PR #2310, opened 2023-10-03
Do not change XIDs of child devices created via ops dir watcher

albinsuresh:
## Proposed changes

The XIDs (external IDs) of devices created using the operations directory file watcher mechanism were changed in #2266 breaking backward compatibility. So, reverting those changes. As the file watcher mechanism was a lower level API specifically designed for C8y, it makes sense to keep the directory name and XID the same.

# PROBLEM TO SOLVE
Look for "watcher" in each line of the material, then copy the lines where it is found.

# ANSWER TO THIS PROBLEM
Do not change XIDs of child devices created via ops dir watcher
The XIDs (external IDs) of devices created using the operations directory file watcher mechanism were changed in #2266 breaking backward compatibility. So, reverting those changes. As the file watcher mechanism was a lower level API specifically designed for C8y, it makes sense to keep the directory name and XID the same.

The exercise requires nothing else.